In a hall, two rows of 5 10W 12V lamps are connected in parallel over a distance of 10m, powered by two different 12V power supplies. The setup is like below. The one is a big good old transformer that outputs 12VAC at 50Hz. The other is a switching mode power supply with a switching frequency of 100KHz.

The string of lamps powered by the transformer have an equal brightness, while the string powered by the switching mode power supply diminishes, with the 5th lamp only glowing dimly.

What is going on here? Answers below, but think about it for a minute.

### Investigation

The first thing I did when I saw these lamps is connect an oscilloscope to the output of the supplies.

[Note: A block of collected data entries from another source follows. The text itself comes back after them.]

PR #333, opened 2026-02-11
ux: improve MCP tool descriptions, label resolution, and queue defaults

### LINKED ISSUE #326: ux: connect tool should indicate structural fallback paths
## Source

Agent UX report from live MCP session (2026-02-10, 316 concepts / 743 relationships).

## Problem

When `connect` finds no semantic paths between concepts, it returns structural Source→Ontology→Source paths without indicating they're fallback results. An agent spent 20+ minutes and 8 redundant `connect` calls not understanding why it kept getting the same structural paths, thinking manually-created edges weren't being stored.

The agent also discovered that manually-created edges (via graph edit) appear in `concept details` relationships and are findable via Cypher, but `connect` doesn't traverse them because they lack traversal weight in a young graph.

## Recommendations

1. Add metadata to connect response indicating path type: `"path_type": "semantic"` vs `"path_type": "structural_fallback"`
2. When no semantic paths found, include a message: "No semantic paths found within max_hops; showing structural fallback"
3. Consider an `include_all_edges: true` parameter that forces the pathfinder to consider all edge types equally (including manually created edges with no traversal history)

## Impact

This was the #1 friction point in the session. A single metadata field would have saved significant wasted tool calls and agent confusion.

### LINKED ISSUE #327: ux: lower label resolution threshold or add fuzzy matching
## Source

Agent UX report from live MCP session (2026-02-10).

## Problem

Graph edit's semantic label resolution (`from_label`/`to_label`) uses an 85% similarity threshold. Labels that feel unambiguous to an agent — "Multipolar Trap", "Operational Moat" — fail to resolve, requiring fallback to hash IDs. This breaks the creation flow every time.

## Current behavior

- Label resolution at 85% threshold → hard failure: "No concept found matching label"
- Agent must go back to search, find the concept ID, copy the hash, switch to `from_concept_id`

## Recommendations (pick one or combine)

1. **Lower threshold** to 75% — catches more unambiguous matches
2. **Fuzzy "did you mean?"** — on failure, return top match with similarity: `"Did you mean 'Multipolar Trap Dynamics' (72% match)?"`
3. **Top-1 with confirmation** — resolve to top match and include what it matched in the response so the agent can verify

## Context

The agent notes: "I use labels for creation and exploration, and the system returns the resolved IDs in responses so I can use them for subsequent precise operations. This already works — I just need label resolution to be more forgiving."

### LINKED ISSUE #328: ux: reframe program tool as primary reasoning tool in MCP descriptions
## Source

Agent UX report from live MCP session (2026-02-10).

## Problem

The agent made ~8 redundant `connect` calls before the user pointed it to the `program` tool. Once discovered, it became the most productive tool in the session. But the MCP tool descriptions position `search`/`connect`/`related` as primary and `program` reads like an advanced/admin feature.

## Current state

PR #303 (Phase 3b) already revised agent guidance to present three tiers and add program cross-references. But the agent still didn't discover it organically — suggesting the guidance isn't prominent enough or the framing still doesn't convey when to switch.

## Recommendation

Make the cognitive mode distinction explicit in tool descriptions:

The transformer outputs a 50HZ 12VAC sine wave as expected. The other supply appears to be a switching supply. It outputs a 100KHz square wave with some high-frequency ringing. If you zoom out, it has a 50Hz envelope. ### Solution

Since the only difference between the two setups is the frequency, the resistance of the wires is apparently negligible and the only thing that could have influence is the inductance of the wire.

Using an online calculator, I found that the inductance of 4m (10m back and forth divided by 5) copper wire is 3μH, and the resistance of the lamps follows from their rated voltage and wattage.

\begin{aligned} W&=VI=\frac{V^2}{R}\\ R&=\frac{V^2}{W}=14.4\Omega \end{aligned}

So a more accurate representation of the situation is below. From this the AC voltage for any of the lamps can be calculated. For a single lamp at the end of a 10m wire, it would mean

\begin{aligned} V_{n1}(j\omega)&=\frac{V_{in}R_1}{j\omega L_5+R_1}\\ V_{n1}(j\cdot 2\pi 100000)&=\frac{12\cdot 14}{j\cdot 628318 \cdot 30\cdot 10^{-6}+14}\\ V_{n1}(j\cdot 628318)&=\frac{168}{j\cdot 18+14}\\ \left|V_{n1}(j\cdot 628318)\right|&=\frac{168}{\sqrt{18^2+14^2}}=7V\\ \end{aligned}

For all 5 lamps it gets a bit hairy.

\begin{aligned} V_{n1}(j\omega)&=V_{n2}(j\omega)\frac{R_1}{j\omega L_5+R_1}\\ V_{n2}(j\omega)&=V_{n3}(j\omega)\frac{R_2//(R_1+j\omega L_5)}{R_2//(R_1+j\omega L_5)+j\omega L_4}\\ V_{n3}(j\omega)&=V_{n4}\frac{\ldots}{\ldots+j\omega L_3}\\ V_{n4}(j\omega)&=V_{n5}\frac{\ldots}{\ldots+j\omega L_2}\\ V_{n5}(j\omega)&=12V \end{aligned}

But simulation gives the following result, only 4V on the lamp at the end.